**TASK INSTRUCTIONS**
Exactly the lines from the opening of the records through the line containing "## Enable copr build" should be copied, with both included.

**DATA EXTRACT**
=-=-=-=-=
PR #1532, opened 2021-11-09
copr: enable copr builds

sandrobonazzola:
Enable copr builds

Signed-off-by: Sandro Bonazzola <sbonazzo@redhat.com>

PR #1534, opened 2021-11-16
Enable copr build and refactor build to better support the copr build

sjd78:
## Enable copr build
The copr build should be setup using the [SCM `make srpm` method](https://docs.pagure.org/copr.copr/user_documentation.html#scm).  Anyone can setup a copr project, point the SCM at their github fork and have copr do automatic builds on your fork.

The base change is from PR #1532

## Refactor the build to better support the copr build.

After refactoring, the build now supports:
  - offline (ovirt-engine-nodejs-modules) builds (OFFLINE_BUILD=1)
  - online (yarn download) builds (OFFLINE_BUILD=0)
  - source only (for copr) release builds
  - source only (for copr) snapshot builds

spec file refactoring:
  - BuildRequires all necessary packages to actually run the rpm build.
  - `%prep` only unpacks sources
  - `%build` now does both `yarn install` and build
  - `SKIP_AUTOGEN=1` prevents double calling `autogen.sh` on the build's `yarn install`

**Note**: BuildRequires packages are installed by the copr chroots before the script is run.  This is peer functionality to stdci's `*.packages` files.

**Note**: By default, in copr all builds have access to the rpms already built in the same project.  An explicit repo url to access ovirt-engine-nodejs-modules is not needed as long as ovirt-web-ui and ovirt-engine-nodejs-modules are both in the same project.

build refactoring:
  - Removed yarn detection by `configure.ac` as it was blocking source only builds.  Inclusion via `BuildRequires` in the spec file is sufficient.
  - Updated PATH in Makefile
  - copr Makefile doesn't need to install nodejs-modules for srpm build


sjd78:
ci test

sjd78:
ci test

sjd78:
ci test

sjd78:
ci test

package.json
```diff
@@ -125,7 +125,7 @@
     "ua-parser-js": "^0.7.22"
   },
   "scripts": {
-    "preinstall": "test -e ./autogen.sh && ./autogen.sh --prefix=/usr --datarootdir=/share || :",
+    "preinstall": "scripts/yarn-preinstall.sh",
```
rszwajko, line 128: can we instead check for artifacts generated by `autogen.sh` ?

sjd78: TL;DR - No. There is deep dark magic going on here!

Basically, we need a balance about where and how to run autogen.sh in a number of different scenarios...
  - as a developer running `yarn install` after a repo clone or rebase
  - `yarn install` in ovirt-engine-nodejs-modules where only package.json and yarn.lock are available
  - under `make` either manually or by the build system

So, `autogen.sh` may not be available / not needed (nodejs-modules) or we always want to run it (developer) or we run it external to `yarn install` and can skip running it (build system).  It's all dark magic.

For the developer scenario, we only need to config files to be substituted in by autogen.  See:
https://github.com/oVirt/ovirt-web-ui/blob/4aee8f2646ed05296dda2bd164a6582edcaeb6b9/configure.ac#L40-L44

Moving it to a regular shell script makes it much easier to control when a `yarn install` will call `autogen.sh`.

rszwajko: OK. Please describe the reasons (mentioned above) in a comment in `yarn-preinstall.sh`

sjd78: I had to add the `test -e` back to the package.json script to support inclusion in nodejs-modules, but left the rest of the code as-is.  Added a big fat comment in yarn-preinstall.sh.

rszwajko (approved):
Looks good to me however I have a limited knowledge of how our build works. 
Some thoughts:
1. The comments in `yarn-preinstall.sh` were very helpful in understanding various build paths. It would be nice to describe also other parts of our build in a similar way(a follow-up PR?)
2. +1 for removing outdated project informoation!

PR #1536, opened 2021-11-19
Handle network errors during page refresh

rszwajko:
Steps to recreate:
1. enter main VM Portal page with VMs/pools
2. disable networking (i.e. using dev tools)
3. trigger manual refresh
Expected result: error notifications are displayed
Actual result: VM Portal crashes

Fixes:
1. error.status == 0  - if network is down the reported status code is
   zero which bypasses some of our checks. Fixed by returning
   the entire error object.
2. temporary network error causes VMs/pools to be removed from
   the dashboard. Fixed by removing only if the server reported 404.
3. use common filtering routine to process VMs and pools retrieved
   during page refresh

### DIFF
--- a/src/sagas/index.js
+++ b/src/sagas/index.js
@@ -203,32 +203,31 @@ export function* fetchSingleVm (action) {
 
   action.payload.additional = shallowFetch ? VM_FETCH_ADDITIONAL_SHALLOW : VM_FETCH_ADDITIONAL_DEEP
   const vm = yield callExternalAction(Api.getVm, action, true)
-  const error = vm.error ? vm.error.status ?? 'fetch-error' : null
-
-  let internalVm = null
-  if (vm?.id) {
-    internalVm = yield transformAndPermitVm(vm)
-
-    // If the VM is running, we want to display the current=true cdrom info. Due
-    // to an API restriction, current=true cdrom info cannot currently (Aug-2018)
-    // be accessed via the additional fetch list on the VM. Fetch it directly.
-    if (!shallowFetch && internalVm.status === 'up') {
-      internalVm.cdrom = yield fetchVmCdRom({ vmId: internalVm.id, current: true })
-    }
-
-    if (!shallowFetch) {
-      yield parallelFetchAndPopulateSnapshotDisksAndNics(internalVm.id, internalVm.snapshots)
-    }
+  if (vm?.error) {
+    return { vmId, error: vm.error }
   }
 
-  return { vmId, internalVm, error }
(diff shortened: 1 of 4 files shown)


src/sagas/index.js
```diff
@@ -258,21 +255,21 @@ function* fetchAndPutPools (action) {
...
   const { internalPool, error } = yield fetchSinglePool(action)
 
-  if (error) {
-    if (error === 404) {
-      yield put(updateVms({ removePoolIds: [action.payload.poolId] }))
-    }
-  } else {
+  if (error?.status === 404) {
+    yield put(updateVms({ removePoolIds: [action.payload.poolId] }))
+  } else if (!error && internalPool) {
```
sjd78, line 272: I prefer the old if structure to the new one ... `if (error) { do errors } else { do success }`.

src/sagas/index.js
```diff
@@ -203,35 +203,32 @@ export function* fetchSingleVm (action) {
...
   const { internalVm, error } = yield fetchSingleVm(action)
 
-  if (error) {
-    if (error === 404) {
-      yield put(updateVms({ removeVmIds: [action.payload.vmId] }))
-    }
-  } else {
+  if (error?.status === 404) {
+    yield put(updateVms({ removeVmIds: [action.payload.vmId] }))
+  } else if (!error && internalVm) {
```
sjd78, line 231: I prefer the old if structure to the new one ... `if (error) { do errors } else { do success }`.

sjd78 (changes requested):
Looks good in general.

sjd78 (approved):
LGTM

isaranova:
Unfortunately, I'm still experiencing this issue. The pool is still visible in the VM portal, but it does not happen always. Once a new pool is created in the Admin portal, it "replaces" the already removed pool in the VM portal.

Screenshot 2022-03-21 at 16-51-47 VM Portal
Screenshot 2022-03-21 at 16-50-25 VM Portal

rszwajko:
@isaranova 
> Unfortunately, I'm still experiencing this issue. The pool is still visible in the VM portal, but it does not happen always.
>

Problem can be re-created if there is a single pool in the system and that pool will be deleted.

sgratch:
> The problem will be tracked under #1573

@isaranova @rszwajko can we close this original issue as done since Radek opened a new one?

isaranova:
> > The problem will be tracked under #1573
> 
> @isaranova @rszwajko can we close this original issue as done since Radek opened a new one?

Yes

PR #1542, opened 2021-12-07
Support engine with HTTP in dev mode

rszwajko:
Fixes regression in `start.js` which prevents obtaining user info from engine if HTTP protocol is used.

### DIFF
--- a/scripts/start.js
+++ b/scripts/start.js
@@ -118,9 +118,11 @@ async function getUserInfo () {
 
   console.log('Connecting using provided credentials...')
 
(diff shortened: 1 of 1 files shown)


sjd78 (approved):
FWIW - every ovirt install has a `https` endpoint, even the source built dev installs.

Is there any particular reason why you need `http` other than the old `start.js` script supported it?

rszwajko:
> Is there any particular reason why you need http other than the old start.js script supported it?

Personal preference. From time to time I use plain HTTP when working with my dev engine.

PR #1546, opened 2021-12-10
Remove nullish fields from GET

rszwajko:
Enforce convention that unset fields are not present in the response.


sjd78 (commented):
Seems reasonable.  A few comments:

  - Probably should be on the other http method functions as well
  - I'd like to see some unit tests for `removeNullish()`, especially since it touches every request/response

sgratch:
Let's wait to see if this will be fixed by infra/backend or not and then decide how to proceed with this fix.

sgratch:
> Let's wait to see if this will be fixed by infra/backend or not and then decide how to proceed with this fix.

It should be fixed for 4.5 by Infra team: https://bugzilla.redhat.com/show_bug.cgi?id=2032917

PR #1547, opened 2021-12-13
Github Actions to implement CI / check-patch

sjd78:
Add `check.yaml` to replicate the std-ci **check-patch** stage
of CI.  This will run the FULL build from sources to srpm to rpm.
The full build includes linting, unit tests, dist build and rpm
packaging.

Two jobs are setup.  The first will run the full build in offline
mode using ovirt-engine-nodejs-modules.  The second will run an
online build directly downloading yarn dependencies.

Note: If the online build succeeds but the offline build fails, then
the **ovirt-engine-nodejs-modules** project probably needs to be
updated with a pre-seed for the PR being worked on.

### DIFF
--- a/.github/workflows/check.yaml
+++ b/.github/workflows/check.yaml
@@ -1,0 +1,92 @@
+#
+# CI for this project needs to do two things:
+#   1. Setup the environment for and run `yarn build`
+#   2. Build the distribution rpm for use in QE/OST/Integration testing
+#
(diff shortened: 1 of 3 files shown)


sjd78:
Replacing with #1548 since PRs from forks won't run the actions with current repo settings.  PRs from branches in the repo will run actions.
=-=-=-=-=
**TASK RESULT**
PR #1532, opened 2021-11-09
copr: enable copr builds

sandrobonazzola:
Enable copr builds

Signed-off-by: Sandro Bonazzola <sbonazzo@redhat.com>

PR #1534, opened 2021-11-16
Enable copr build and refactor build to better support the copr build

sjd78:
## Enable copr build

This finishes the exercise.